I'm not talking about handicapping a center. My thoughts are to rate bowlers against their peers by percentile. Then you could apply that ranking against whatever the handicap basis might be. The top bowlers generally filter to the top, no matter the conditions. The actual averages are irrelevant, it's how they performed against the field, not against the max score of 300.

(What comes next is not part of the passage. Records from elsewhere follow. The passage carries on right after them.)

PR #27, opened 2020-11-20
MPI_sendRecv support: implementation and test

csegarragonz:
[`MPI_sendRecv`](https://www.open-mpi.org/doc/v4.0/man3/MPI_Sendrecv.3.php) performs both a send and a receive, and ensures completion (i.e. no deadlocks) regardless of the order they are issued in.

In this PR I include the implementation in `faabric` together with a test case. As mentioned in the `TODO` I will now change the signature of `doISendRecv` to allow async `recv`s to have a message type as well. But this will be in a different PR.

This is, hopefully, the last call to be implemented prior to running LAMMPS @ Faasm :tada:

### DIFF
--- a/include/faabric/scheduler/MpiWorld.h
+++ b/include/faabric/scheduler/MpiWorld.h
@@ -86,6 +86,16 @@ class MpiWorld
 
     void awaitAsyncRequest(int requestId);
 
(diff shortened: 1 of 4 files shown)


Shillaker (approved):
Nice, looks great.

For instance, a league with 100 bowlers, the top bowler in the league would be in the top 1%. There is one data point. If the bowler is in more than one league, you have more data points. The bowler's combined league average in relation to the entire house league average, another data point. Same bowler goes to a USBC sanctioned tournament, compare how the bowler does against the field, another data point. The bowler then goes to the USBC Open, compare his results against the tournament field, another data point. Once the bowler gets a number of data points, we can "throw-out" the anomalies of extreme highs and lows. The average of the remaining data points becomes their ranking %.
Each time you add a data point, the system becomes more accurate. Within a couple of years, you have a valid, accurate and easy to apply system for handicap. USBC could run this system side by side with the current one for say, two years, and then put it in place.
Handicap would be figured as follows: Using the standard 90% of 220 a 1% bowler would get zero pins. 90% of 220 = 198 * (bowler rank -1)% would be the number of sticks given.
A basic chart would look like this:
1% = 0
2% = 2 (round up)
3% = 4
4% = 6
5% = 8
...
20% = 38
...
50% = 97
etc.
We might need to adjust the reduction factor, and this will not stop the true shit-bags like Swindle from the other post, but at least it will take the house and lane pattern variances out of the equation.
Then I defer to your expertise. But ranking bowlers against their peers is different from adjusting handicap based on center ratings, and center ratings I feel WOULD be that complex. Perhaps explain what you're thinking so I can understand? I can't conceive of a way for someone to tell me how I'm going to bowl at a given center well enough that they can fairly handicap me. On a golf course? Sure, I can see that happening. Bowling? Not in the slightest, just can't see it.